In terms of curriculum, he says, there has been a massive convergence in recent years. “If you went to a business school in India, America, Europe or Japan you would find that they teach fundamentally the same topics,” he says. There’s no way that an American school would teach only American case studies, and when they are studying entrepreneurialism in Chinese schools they look at Silicon Valley. “Schools want to look at the gold standard, and they don’t care if that is American, Chinese or German.” The fierce market in business schools, plus the global marketplace for faculty, means that if Ghemawat’s ideas are adopted, they will quickly be adopted everywhere.
What you should look for in a good school, then, is not the curriculum, but the way that it is taught. And here, the old schools have a huge advantage – they are rich enough to teach well. Small-group and one-to-one teaching are expensive and “unless you have a ton of money behind you it is hard to set up that sort of school,” Danos says. American schools have been raising money for a hundred years – they run on endowments and fund-raising, they get a lot of money from alumni.
It would take decades for schools in India and China, say, to reach the same level. And even then, would it be worth “duplicating something that is already there” in America and Europe? Even if in twenty years time the American economy is no longer the world’s biggest, so what? “Look at how small Switzerland is, and at the power of Swiss banking,” says Danos. Just because India or China has a growing economy, it doesn’t follow that it is the best place in the world to go for your business education. In fact, we are more likely to see movement in the opposite direction. Newness has sparkle, but oldness has its attractions too. “Globalisation,” says Danos, “goes both ways.”
WORLD CLASS | THE DARDEN GLOBAL EXECUTIVE MBA
Increasingly, business schools are developing ties with other schools in different parts of the world – European and American schools with Middle Eastern or Asian schools, for example. But just how valuable are these relationships? Sometimes they can be “like speed-dating”, says Robert Bruner, dean of Darden business school in Virginia.

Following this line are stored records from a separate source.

PR #147, opened 2022-01-22
Pass form values as a hashmap on `oninput`/`onsubmit`

### LINKED ISSUE #117: event `onsubmit` field `value` problem
`onsubmit` FormData value is just can get the `form` element attr: `value`, but is not for the all `form-data`, like:
```
<form id="x_form" value="XXX_VALUE">
    <input name="test-1" />
    <input name="test-2" />
</form>
```

for the submit, we need get all form in this element, like `test-1` and `test-2` value, but its just can get the value of "XXX_VALUE"

jkelleyrtp:
This PR closes #117 , adding the "values" field to oninput/onsubmit


examples/form.rs
```diff
@@ -0,0 +1,24 @@
...
+fn main() {
+    dioxus::desktop::launch(app);
+}
+
+fn app(cx: Scope) -> Element {
+    cx.render(rsx! {
+        div {
+            h1 { "Form" }
+            form {
+                oninput: move |ev| println!("{:?}", ev.values),
```
mrxiaozhuox, line 17: why we use thie oninput event? I think there have a special event: `onsubmit` for form.

jkelleyrtp: Just updated to showcase how both onsubmit and oninput support "values"

mrxiaozhuox (approved):
Nice!!

PR #150, opened 2022-01-24
Feat: add console_error_panic_hook by default for wasm

jkelleyrtp:
Most users who want to build a Dioxus app *also* want stacktraces on panics. This PR just adds that by default, improving the onboarding DX for users so they can actually see *why* their app panicked.


mrxiaozhuox (approved):
Nice!

PR #158, opened 2022-01-25
Connect the onchange listener for the Router

jkelleyrtp:
This PR wires up onchange listeners for the Router (at the top level) so you can easily connect things like modifying the title/head.

Also ccing @autarch since you spent a while on the router


autarch (approved):
This looks reasonable to me, though I'm not sure I understand every bit of it.

jkelleyrtp:
> This looks reasonable to me, though I'm not sure I understand every bit of it.

We're just sending updates into the update queue and regenerating the root. Dioxus knows to memoize children via their pointers, so the operation is still cheap.

PR #164, opened 2022-01-27
New use_effect hook

jkelleyrtp:


jkelleyrtp:
This is being superseded by #161 which is upgrading both use_coroutine and use_future.

use_future is the new "effectual" hook, and brings with it use_effect. use_effect is basically just use_future that doesn't re-render the component when its finished.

A truly global business education has to aim for a deeper understanding of the way that business is done around the world, and rather than being a stand-alone part of a business education globalisation should “infuse” it, says Bruner. This requires a mixture of classroom teaching and time spent overseas.
To address this, Darden is launching the Global Executive MBA later this year, which will send students to five financial centres all over the world.

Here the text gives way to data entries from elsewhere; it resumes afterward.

PR #425, opened 2022-05-26
Hot Reloading Rsx

Demonthos:
Enable hot reloading for the rsx macro.

### How?

- If the hot reload feature is enabled, the rsx macro parses the rsx and determines what variables are captured, and any iterators or components that are built.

“Business education is moving in the direction where it is more experiential,” says Bruner, who was the chair of the AACSB Globalisation of Management Education Task Force. “The intention is to transform students to become completely competent players on the world stage.”
The first cohort, which will start in August, will spend time in China (Beijing and Shanghai), India (New Delhi and Calcutta), Brazil (Rio and Sao Paulo), Europe (Berlin, Paris and London) and in Washington DC – on Darden’s doorstep – where they will get to spend time in the IMF, the World Bank, not-for-profit organisations and think tanks.